R <- function(n,p) {
x <- 0:n
px <- dbinom(x, size=n, prob=p)
sum(abs(x/n - p)*px)
}Binomial risk under absolute value loss: why a cauliflower?
If \(X \sim \text{Binom}(n,p)\) then the estimator \(\hat{p} = X/n\) satisfies \(\mathbb{E}(\hat{p} - p)^2 = n^{-1}p(1-p)\), which is quadratic (and concave) in \(p\). Instead of using a squared error, we could consider the risk under the absolute value loss:
\[ R(p) = \mathbb{E} | \hat{p} - p| \]
Below, we plot the risk \(R\) for \(n = 4,5,10\) and observe an interesting pattern: the risk is not concave and has a cusp at \(k/n\). This is much different than the squared error loss!
library(ggplot2)Warning: package 'ggplot2' was built under R version 4.3.1
n <- c(4,5,10)
p <- seq(0,1,by=0.01)
df <- expand.grid(n=n, p=p)
df$Rp <- apply(df, 1, function(row) R(row[1], row[2]))

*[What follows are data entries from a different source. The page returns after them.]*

PR #11686, opened 2017-10-24
 Fix error when generating urn catalog for empty misc.xml

tdgroot:
Fix error when generating urn catalog for empty misc.xml

### Description
Fix error when generating urn catalog for existing empty `misc.xml`. I fixed this by creating another DomDocumentFactory, for PhpStorm specific `misc.xml`. This factory checks if the passed data is empty, and if so, create the `misc.xml` xml structure that `\Magento\Developer\Model\XmlCatalog\Format\PhpStorm` expects. 

I also changed `\Magento\Framework\DomDocument\DomDocumentFactory` to follow the Magento 2 guidelines and added a Test class for this factory to define the behavior. 

1. magento/magento2#5188

### Manual testing scenarios

1. `rm .idea/misc..xml`
2. `touch .idea/misc.xml`
3. `bin/magento dev:urn-catalog:generate .idea/misc.xml`

### Contribution checklist


tdgroot:
Codacy is not successful, because I used an `} else {` statement. Any suggestions?

dmanners:
@tdgroot thanks for the PR. I will start to process this now. Do not worry about the codacy check for the else that result seems a bit odd to me.

app/code/Magento/Developer/Model/XmlCatalog/Format/PhpStorm.php
```diff
@@ -23,20 +23,28 @@ class PhpStorm implements FormatInterface
...
      * @param ReadFactory $readFactory
-     * @param \Magento\Framework\Filesystem\File\WriteFactory $fileWriteFactory
+     * @param FileWriteFactory $fileWriteFactory
+     * @param DomDocumentFactory $domDocumentFactory
      */
     public function __construct(
         ReadFactory $readFactory,
-        \Magento\Framework\Filesystem\File\WriteFactory $fileWriteFactory
+        FileWriteFactory $fileWriteFactory,
+        DomDocumentFactory $domDocumentFactory
```
dmanners: This change will break BC try adding an optional dependency here as described in http://devdocs.magento.com/guides/v2.2/contributor-guide/backward-compatible-development/index.html#adding-a-constructor-parameter

lib/internal/Magento/Framework/DomDocument/DomDocumentFactory.php
```diff
@@ -3,20 +3,45 @@
...
+    /**
      * Create empty DOM document instance.
      *
-     * @return \DOMDocument
+     * @param string $data the data to be loaded into the object
+     *
+     * @return DOMDocument
      */
-    public function create()
+    public function create($data = null)
```
dmanners: I will need to double check if this will break BC also as according to http://devdocs.magento.com/guides/v2.2/contributor-guide/backward-compatible-development/index.html#adding-parameters-in-public-methods you cannot add new parameters to public methods. Though all BC breaks can be approved let me check internally here and get back to you on this one.

dmanners (changes requested):
At least 1 change to be made for BC reasons. I will get back to you about the changes to the factory class.

app/code/Magento/Developer/Model/XmlCatalog/Format/PhpStorm.php
tdgroot: I was already wondering how BC was being handled! I'll make the constructor parameter optional for BC.

dmanners: It might also be a good idea to revert the change made to `\Magento\Framework\Filesystem\File\WriteFactory $fileWriteFactory` as this is not specific to your change and I am not 100% sure how BC would work in this case.

dmanners:
Ok @tdgroot here is what I am thinking so that we do not break BC and then this can be merged into 2.2.

1. It is not recommended to use inheritance inside of Magento2 but rather composition. So what I would suggest we do here is update `app/code/Magento/Developer/Model/XmlCatalog/Format/PhpStorm/DomDocumentFactory.php` so that it does not extends the `lib/internal/Magento/Framework/DomDocument/DomDocumentFactory.php`.
2. Revert the changes to `lib/internal/Magento/Framework/DomDocument/DomDocumentFactory.php` as I am not sure how we can make these without breaking BC.
3. Add all the required methods into the new factory so that it will work as expected.

After this has been done and merged we could consider making the more detailed change into the 2.3 release in which case we can make a few more changes with regards to BC.

How does that sound to you?

tdgroot:
@dmanners thank you for your feedback. 

They seem fair points, I'll need to find some time coming week to propose the changes based on your feedback. I have one question, though. 

How did the changes in `lib/internal/Magento/Framework/DomDocument/DomDocumentFactory.php` break BC? The `$data` parameter is optional, so it should work fine for piece of code that uses the method. Or is it just against Magento's guidelines?

dmanners:
@tdgroot yes sorry that was my mistake I missed the fact it was optional. That will be fine.

tdgroot:
Hi @dmanners. I added BC to the code and tweaked some parts as well!

lib/internal/Magento/Framework/DomDocument/DomDocumentFactory.php
```diff
@@ -3,20 +3,46 @@
...
     /**
+     * @var \Magento\Framework\ObjectManagerInterface
+     */
+    private $objectManager;
+
+    /**
+     * DomDocumentFactory constructor.
+     * @param \Magento\Framework\ObjectManagerInterface $objectManager
+     */
+    public function __construct(\Magento\Framework\ObjectManagerInterface $objectManager)
```
dmanners: Do we need to make the changes to this file or are we always using the new Dom factory class? My worry here is that a change like this will break backwards compatibility.

tdgroot: I see, this breaks BC. I can make the `$objectManager` dependency optional?

dmanners: Technically this is a private class so we could choose to break BC in this case. Otherwise you could also make the object manager a static call. Another thing to note is that the factory should only be concerned with creating the object and not filling it. In this case `initializeDocument` in the other factory and calling `$dom->loadXML($data)` load in the other factory is not really the way to go in my mind.

tdgroot: You're right. Factories should only instantiate objects. Wouldn't it be better to migrate all the domain specific code back to `\Magento\Developer\Model\XmlCatalog\Format\PhpStorm`?

Sorry for all the corrections, refactorings, etc. I'm learning a lot from creating Magento 2 pull requests :).

dmanners: No worries. I see two options here.

1. Migrate all the domain specific code back to the `\Magento\Developer\Model\XmlCatalog\Format\PhpStorm`.
2. Create our own classes for the two dom documents that have the public methods that we need. Then change the new factories to instantiate these new objects.

Not sure what you would prefer to do. If you do go with the idea of new classes then please have a look through http://devdocs.magento.com/guides/v2.2/coding-standards/technical-guidelines/technical-guidelines.html#2-class-design and of course let me know if you need some assistance.

dmanners: @tdgroot do you think you will have time to look into this?

tdgroot: @dmanners I'm currently too busy to get working on this PR. Next week I hope to find some time.

dmanners:
Hi @tdgroot if you would like help with this pull request I would be happy to take over and see if we can get this sorted before the end of 2018. How does that sound?

tdgroot:
@dmanners Sure! Rounding up 2017 is getting really busy unfortunately..

dmanners (approved):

df$n <- as.character(df$n)
p <- ggplot(data=df,aes(x=p, y=Rp, color=n)) + geom_line() +
theme_bw() +
xlab("p") +
ylab("Risk")
print(p)
The above is the same as the one which was apparently hand-drawn in Blyth (1980).
We can also prove the following result: for \(\frac{k-1}{n} \leq p \leq \frac{k}{n}\):
\[ R(p) = 2 \binom{n-1}{k-1} p^k (1-p)^{n-k+1} \]
This is exercise 1.13 in Lehmann and Casella (1998). We can demonstrate this quickly for \(k = 1\):
\[ \begin{align} R(p) &= p(1-p)^n + \sum_{x=1}^n \left(\frac{k}{n} - p \right) p^x (1-p)^{n-x} \\ &= p(1-p)^n + \mathbb{E}(\hat{p} - p) + (1-p)^n p \\ &= 2(1-p)^n. \end{align} \]
Moreover, by differentiating \(R(p)\) in this range, we see
\[ R'(p) = 2(1-p)^n - 2np(1-p)^n. \]
Setting this equal to \(0\) and solving for \(p\) yields \(1/(n+1)\). I.e., the critical point in \([0, 1/n]\) on the above plot occurs at \(1/(n+1)\) .
References
Blyth, C. R. (1980). Expected absolute error of the usual estimator of the binomial parameter. The American Statistician, 34(3), 155-157.
Lehmann, E. L., & Casella, G. (1998). Theory of point estimation. New York, NY: Springer New York.